- _What the task requires_
Starting at the top of the data and ending with the line that holds "So it is not", transcribe each line exactly; include both ends.

+ + + + +

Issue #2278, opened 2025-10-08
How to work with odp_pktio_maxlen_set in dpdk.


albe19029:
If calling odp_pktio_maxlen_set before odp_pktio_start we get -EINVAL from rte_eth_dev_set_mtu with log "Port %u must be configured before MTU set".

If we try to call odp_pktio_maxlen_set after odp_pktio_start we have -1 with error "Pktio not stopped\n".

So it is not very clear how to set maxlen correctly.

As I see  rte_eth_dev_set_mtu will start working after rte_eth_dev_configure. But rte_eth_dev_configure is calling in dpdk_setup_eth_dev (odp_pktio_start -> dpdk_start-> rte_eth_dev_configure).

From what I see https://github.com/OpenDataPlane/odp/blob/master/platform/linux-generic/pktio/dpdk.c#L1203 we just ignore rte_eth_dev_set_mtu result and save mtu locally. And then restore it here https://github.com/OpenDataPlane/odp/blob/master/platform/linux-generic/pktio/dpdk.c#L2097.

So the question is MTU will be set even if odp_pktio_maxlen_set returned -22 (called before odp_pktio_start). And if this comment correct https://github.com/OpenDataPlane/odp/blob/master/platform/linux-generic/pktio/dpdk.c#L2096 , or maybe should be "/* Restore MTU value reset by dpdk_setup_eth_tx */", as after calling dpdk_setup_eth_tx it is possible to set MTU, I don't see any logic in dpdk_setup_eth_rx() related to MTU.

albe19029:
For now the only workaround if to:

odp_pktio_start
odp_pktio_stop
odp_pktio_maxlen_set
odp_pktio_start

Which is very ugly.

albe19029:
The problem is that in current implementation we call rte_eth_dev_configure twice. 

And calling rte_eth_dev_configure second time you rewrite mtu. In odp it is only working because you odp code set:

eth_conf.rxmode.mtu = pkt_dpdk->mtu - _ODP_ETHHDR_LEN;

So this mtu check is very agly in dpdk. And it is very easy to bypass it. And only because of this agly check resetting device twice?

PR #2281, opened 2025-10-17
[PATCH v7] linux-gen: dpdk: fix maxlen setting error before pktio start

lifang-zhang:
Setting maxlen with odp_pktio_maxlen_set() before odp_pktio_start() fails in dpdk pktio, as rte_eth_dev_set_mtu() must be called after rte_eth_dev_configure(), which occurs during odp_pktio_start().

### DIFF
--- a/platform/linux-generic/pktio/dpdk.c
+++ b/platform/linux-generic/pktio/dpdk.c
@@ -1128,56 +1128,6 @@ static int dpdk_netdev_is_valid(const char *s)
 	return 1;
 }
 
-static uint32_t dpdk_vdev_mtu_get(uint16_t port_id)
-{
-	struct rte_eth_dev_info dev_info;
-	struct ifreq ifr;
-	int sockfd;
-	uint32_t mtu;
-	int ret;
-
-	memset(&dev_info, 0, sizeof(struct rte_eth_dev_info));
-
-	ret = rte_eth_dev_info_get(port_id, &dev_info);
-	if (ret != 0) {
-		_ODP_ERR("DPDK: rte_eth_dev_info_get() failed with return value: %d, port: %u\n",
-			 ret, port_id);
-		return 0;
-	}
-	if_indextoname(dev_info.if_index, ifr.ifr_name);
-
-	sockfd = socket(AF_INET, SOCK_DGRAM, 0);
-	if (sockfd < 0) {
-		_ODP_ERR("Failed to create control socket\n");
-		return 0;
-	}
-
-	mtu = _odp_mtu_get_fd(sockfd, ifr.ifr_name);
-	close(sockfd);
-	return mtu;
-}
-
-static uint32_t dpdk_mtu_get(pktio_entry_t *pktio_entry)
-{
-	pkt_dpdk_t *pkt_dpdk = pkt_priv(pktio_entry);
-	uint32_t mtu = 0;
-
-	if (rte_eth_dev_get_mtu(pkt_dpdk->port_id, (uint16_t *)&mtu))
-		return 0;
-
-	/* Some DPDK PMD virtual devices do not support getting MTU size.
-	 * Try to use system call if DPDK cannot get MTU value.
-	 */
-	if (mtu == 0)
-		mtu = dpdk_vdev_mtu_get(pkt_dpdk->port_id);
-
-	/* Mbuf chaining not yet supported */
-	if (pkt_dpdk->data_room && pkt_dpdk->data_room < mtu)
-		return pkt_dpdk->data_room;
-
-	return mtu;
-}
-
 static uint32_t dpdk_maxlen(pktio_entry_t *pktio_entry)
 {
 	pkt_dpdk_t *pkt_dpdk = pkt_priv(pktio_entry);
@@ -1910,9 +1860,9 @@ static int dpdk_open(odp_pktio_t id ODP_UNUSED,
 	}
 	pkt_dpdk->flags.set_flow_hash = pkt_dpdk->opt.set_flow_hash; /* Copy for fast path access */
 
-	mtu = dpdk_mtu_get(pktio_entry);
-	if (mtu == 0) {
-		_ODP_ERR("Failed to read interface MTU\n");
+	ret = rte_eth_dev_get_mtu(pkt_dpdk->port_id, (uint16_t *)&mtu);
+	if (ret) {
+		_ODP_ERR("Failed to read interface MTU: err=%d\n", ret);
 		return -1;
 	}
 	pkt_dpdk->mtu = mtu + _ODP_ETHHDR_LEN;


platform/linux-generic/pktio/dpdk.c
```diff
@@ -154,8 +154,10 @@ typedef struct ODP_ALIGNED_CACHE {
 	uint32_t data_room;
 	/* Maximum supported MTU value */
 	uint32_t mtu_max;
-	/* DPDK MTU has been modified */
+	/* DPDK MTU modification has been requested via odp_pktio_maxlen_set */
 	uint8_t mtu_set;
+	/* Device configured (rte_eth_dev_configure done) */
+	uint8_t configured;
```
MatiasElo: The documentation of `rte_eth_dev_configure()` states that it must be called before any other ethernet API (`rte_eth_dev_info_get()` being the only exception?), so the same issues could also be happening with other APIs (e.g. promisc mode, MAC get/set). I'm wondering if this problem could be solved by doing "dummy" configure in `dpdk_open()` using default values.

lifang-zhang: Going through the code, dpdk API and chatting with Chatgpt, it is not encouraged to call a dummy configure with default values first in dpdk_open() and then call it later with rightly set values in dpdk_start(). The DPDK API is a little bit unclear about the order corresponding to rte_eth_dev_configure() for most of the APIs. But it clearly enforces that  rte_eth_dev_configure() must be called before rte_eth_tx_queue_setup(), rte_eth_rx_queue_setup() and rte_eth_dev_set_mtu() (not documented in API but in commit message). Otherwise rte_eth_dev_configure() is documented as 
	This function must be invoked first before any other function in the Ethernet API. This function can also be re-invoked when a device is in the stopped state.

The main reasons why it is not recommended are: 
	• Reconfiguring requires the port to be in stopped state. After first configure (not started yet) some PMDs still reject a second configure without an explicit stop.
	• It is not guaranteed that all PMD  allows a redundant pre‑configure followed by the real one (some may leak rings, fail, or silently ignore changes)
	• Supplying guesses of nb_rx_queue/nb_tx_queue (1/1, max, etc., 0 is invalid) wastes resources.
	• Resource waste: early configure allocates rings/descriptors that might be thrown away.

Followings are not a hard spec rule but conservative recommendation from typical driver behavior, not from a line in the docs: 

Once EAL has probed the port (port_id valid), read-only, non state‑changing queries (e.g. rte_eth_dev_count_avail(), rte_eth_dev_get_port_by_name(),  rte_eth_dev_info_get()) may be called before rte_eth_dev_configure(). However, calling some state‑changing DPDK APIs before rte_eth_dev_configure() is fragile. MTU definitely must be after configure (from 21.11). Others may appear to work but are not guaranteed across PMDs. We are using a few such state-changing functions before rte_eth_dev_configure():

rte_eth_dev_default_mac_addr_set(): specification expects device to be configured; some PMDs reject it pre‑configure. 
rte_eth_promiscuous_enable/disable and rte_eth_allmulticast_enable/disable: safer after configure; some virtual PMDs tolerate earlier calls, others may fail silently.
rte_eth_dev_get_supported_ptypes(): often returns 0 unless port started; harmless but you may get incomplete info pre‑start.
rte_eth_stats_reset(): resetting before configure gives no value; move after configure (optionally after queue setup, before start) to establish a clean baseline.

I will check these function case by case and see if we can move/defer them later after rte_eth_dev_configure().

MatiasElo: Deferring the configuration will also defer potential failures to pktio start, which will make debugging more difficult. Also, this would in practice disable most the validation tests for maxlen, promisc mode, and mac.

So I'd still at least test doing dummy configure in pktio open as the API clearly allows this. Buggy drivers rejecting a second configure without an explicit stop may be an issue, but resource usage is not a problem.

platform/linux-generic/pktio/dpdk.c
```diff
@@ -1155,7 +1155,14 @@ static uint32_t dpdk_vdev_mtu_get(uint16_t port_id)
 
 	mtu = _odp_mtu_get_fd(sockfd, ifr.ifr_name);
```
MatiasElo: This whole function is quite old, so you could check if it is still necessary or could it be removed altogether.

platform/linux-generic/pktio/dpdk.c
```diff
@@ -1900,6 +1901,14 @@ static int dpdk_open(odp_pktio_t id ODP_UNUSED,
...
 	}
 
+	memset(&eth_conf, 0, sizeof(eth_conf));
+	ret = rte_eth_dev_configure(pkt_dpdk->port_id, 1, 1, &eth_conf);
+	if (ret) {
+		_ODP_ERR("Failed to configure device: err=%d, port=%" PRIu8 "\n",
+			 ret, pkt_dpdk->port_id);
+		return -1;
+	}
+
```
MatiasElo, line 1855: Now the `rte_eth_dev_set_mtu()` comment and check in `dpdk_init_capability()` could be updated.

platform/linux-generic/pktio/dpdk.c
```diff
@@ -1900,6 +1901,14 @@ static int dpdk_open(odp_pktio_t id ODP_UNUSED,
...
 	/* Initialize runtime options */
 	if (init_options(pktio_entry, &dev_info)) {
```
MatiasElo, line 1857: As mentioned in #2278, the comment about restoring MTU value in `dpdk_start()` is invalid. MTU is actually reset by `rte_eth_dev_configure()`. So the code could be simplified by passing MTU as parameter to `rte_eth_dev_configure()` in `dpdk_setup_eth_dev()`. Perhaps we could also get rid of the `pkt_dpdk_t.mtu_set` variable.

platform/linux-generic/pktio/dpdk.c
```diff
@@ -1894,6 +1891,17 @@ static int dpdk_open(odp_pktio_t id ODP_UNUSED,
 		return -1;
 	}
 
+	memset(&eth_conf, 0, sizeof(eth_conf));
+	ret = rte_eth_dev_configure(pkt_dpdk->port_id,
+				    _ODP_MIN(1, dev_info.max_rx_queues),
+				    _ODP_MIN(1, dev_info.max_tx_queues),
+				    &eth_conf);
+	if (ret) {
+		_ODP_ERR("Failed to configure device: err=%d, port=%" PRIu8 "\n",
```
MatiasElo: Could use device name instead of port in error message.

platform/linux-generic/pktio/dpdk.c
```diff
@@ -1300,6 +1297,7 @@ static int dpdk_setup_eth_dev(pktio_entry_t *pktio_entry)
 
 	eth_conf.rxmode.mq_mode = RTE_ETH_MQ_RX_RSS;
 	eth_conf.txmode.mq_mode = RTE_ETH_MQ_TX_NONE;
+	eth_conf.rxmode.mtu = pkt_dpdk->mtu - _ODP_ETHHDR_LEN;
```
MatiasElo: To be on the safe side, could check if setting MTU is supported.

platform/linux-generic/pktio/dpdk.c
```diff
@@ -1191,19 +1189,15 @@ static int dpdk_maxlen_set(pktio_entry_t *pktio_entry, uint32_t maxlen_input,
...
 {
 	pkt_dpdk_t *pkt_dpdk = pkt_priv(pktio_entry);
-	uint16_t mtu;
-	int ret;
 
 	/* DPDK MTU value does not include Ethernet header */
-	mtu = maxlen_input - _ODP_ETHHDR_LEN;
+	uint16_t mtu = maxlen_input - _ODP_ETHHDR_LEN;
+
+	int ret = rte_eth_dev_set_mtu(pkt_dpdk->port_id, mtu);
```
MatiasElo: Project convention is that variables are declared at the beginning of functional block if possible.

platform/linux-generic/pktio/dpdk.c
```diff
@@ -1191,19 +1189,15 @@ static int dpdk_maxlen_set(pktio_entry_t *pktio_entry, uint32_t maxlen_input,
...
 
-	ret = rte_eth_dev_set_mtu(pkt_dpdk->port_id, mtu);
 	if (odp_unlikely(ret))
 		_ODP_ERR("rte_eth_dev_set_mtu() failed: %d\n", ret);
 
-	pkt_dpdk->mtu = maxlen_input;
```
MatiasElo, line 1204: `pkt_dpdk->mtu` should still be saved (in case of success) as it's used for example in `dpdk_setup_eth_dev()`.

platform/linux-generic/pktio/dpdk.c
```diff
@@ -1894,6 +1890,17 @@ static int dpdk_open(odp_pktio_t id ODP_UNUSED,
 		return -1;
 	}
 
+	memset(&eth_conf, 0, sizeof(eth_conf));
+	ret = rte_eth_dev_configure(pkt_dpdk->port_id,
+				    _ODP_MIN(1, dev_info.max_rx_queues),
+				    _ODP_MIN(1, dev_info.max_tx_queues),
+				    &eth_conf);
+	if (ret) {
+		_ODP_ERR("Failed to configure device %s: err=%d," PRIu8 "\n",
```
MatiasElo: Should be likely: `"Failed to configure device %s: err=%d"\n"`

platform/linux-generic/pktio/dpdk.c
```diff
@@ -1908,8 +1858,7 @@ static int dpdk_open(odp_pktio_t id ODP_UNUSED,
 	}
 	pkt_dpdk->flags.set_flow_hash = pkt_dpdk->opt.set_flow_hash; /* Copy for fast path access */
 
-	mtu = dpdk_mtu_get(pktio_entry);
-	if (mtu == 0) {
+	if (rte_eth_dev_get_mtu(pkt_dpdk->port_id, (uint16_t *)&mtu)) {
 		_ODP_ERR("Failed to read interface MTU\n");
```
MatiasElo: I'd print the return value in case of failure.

+ + + + +

- _Reply to the exercise_
Issue #2278, opened 2025-10-08
How to work with odp_pktio_maxlen_set in dpdk.


albe19029:
If calling odp_pktio_maxlen_set before odp_pktio_start we get -EINVAL from rte_eth_dev_set_mtu with log "Port %u must be configured before MTU set".

If we try to call odp_pktio_maxlen_set after odp_pktio_start we have -1 with error "Pktio not stopped\n".

So it is not very clear how to set maxlen correctly.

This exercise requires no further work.